Matthias Matschke über die verschiedenen Herausforderungen als Theaterschauspieler und als Comedien sowie über das Comeback der Sat.1-"Wochenshow", zu dessen Team er ab Mai gehört.

Alles im Griff: Zwitterwesen Matthias Matschke. Bild: sat.1
Interview von David Denk

taz: Herr Matschke, wir treffen uns im Café der Berliner Schaubühne, wo Sie heute Abend wieder in David Martons Musiktheaterinszenierung "Die Heimkehr des Odysseus" auf der Bühne stehen. Worauf freuen Sie sich besonders?

Matthias Matschke: Eigentlich auf alles. Ich spiele diese Vorstellung sehr gern, weil ich da nicht nur meinen Text können, sondern auch einem musikalischen Rhythmus gehorchen muss. Und ich mag es, wenn mir Regisseure nicht nur schauspielerische Aufgaben stellen. Ich forciere es nicht, Musiktheater zu machen, aber wenn es passiert, ist das schon schön. David Marton und mich verbindet die Liebe zur Musik im Theater.

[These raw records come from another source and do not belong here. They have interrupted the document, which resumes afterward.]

PR #2988, opened 2022-10-20
fix(scoop): innosetup package installation

vcheckzen:
scoop will extract innosetup package directly when enabling `"innosetup": true,`, conflicting with the `installer` config

### Prerequisites

### Description

### DIFF
--- a/packages/scoop/oh-my-posh.json
+++ b/packages/scoop/oh-my-posh.json
@@ -16,12 +16,6 @@
       "hash": "<HASH-386>"
     }
   },
-  "installer": {
-    "args": [
-      "/CURRENTUSER",
-      "/VERYSILENT"
-    ]
-  },
   "innosetup": true,
   "checkver": {
     "github": "https://github.com/JanDeDobbeleer/oh-my-posh"


JanDeDobbeleer:
@vcheckzen I removed that parameter in #2987, it should in fact install the same way as the other installation means. And not create a  shim at another location. That way, it doesn't matter how you proceed, everything will be updated in the same location. That said, the scoop docs could use proper guidance in all of this. Trial by error here.

vcheckzen:
Using the installer's way will make oh-my-posh escape from scoop's directory, somehow going against scoop's principle saying on its doc.

>Scoop downloads and manages packages in a portable way, keeping them neatly isolated in ~\scoop. It won't install files outside its home, and you can place a Scoop installation wherever you like.

Some packages using innosetup can be found in scoop's repository.

https://github.com/ScoopInstaller/Main/blob/master/bucket/openssl.json
https://github.com/ScoopInstaller/Main/blob/master/bucket/lua-for-windows.json

JanDeDobbeleer:
@vcheckzen I understand, but then this PR should also create the shims, no? It would also need a bin parameter I suppose.

JanDeDobbeleer:
@vcheckzen would you mind updating the definition in the main bucket to use the inno installer and stick to scoop's principles? In that way we have my way in the docs and the official way in the main bucket. Remember, everything I offer here, I need to support.

vcheckzen:
Sorry, I'm not a main bucket maintainer. I think their existing definition will continue to work if you don't change the release files structure.

JanDeDobbeleer:
@vcheckzen surely you can create a pull request? Otherwise I have to it as they do not use the signed binaries.

vcheckzen:
I'm not confident of my knownledge of their manner, sorry to bother you for that work.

Sie spielen selbst mehrere Instrumente.

So richtig spielen kann ich eigentlich nur Geige. Und ein bisschen Gitarre, weil das als Jugendlicher bei den Mädchen besser ankam – drei Akkorde zum Erfolg! Und im letzten Jahr an der Schauspielschule habe ich einfach behauptet, Kontrabass spielen zu können, und musste es dann schnell lernen. Klavier kann ich nicht – auch wenn ich auf der Bühne manchmal spiele. Da partizipiere ich vom Unterricht meiner Tochter.

Sie sind nicht nur Schauspieler, auch Komiker. Wie viel hat Comedy mit Musikalität zu tun?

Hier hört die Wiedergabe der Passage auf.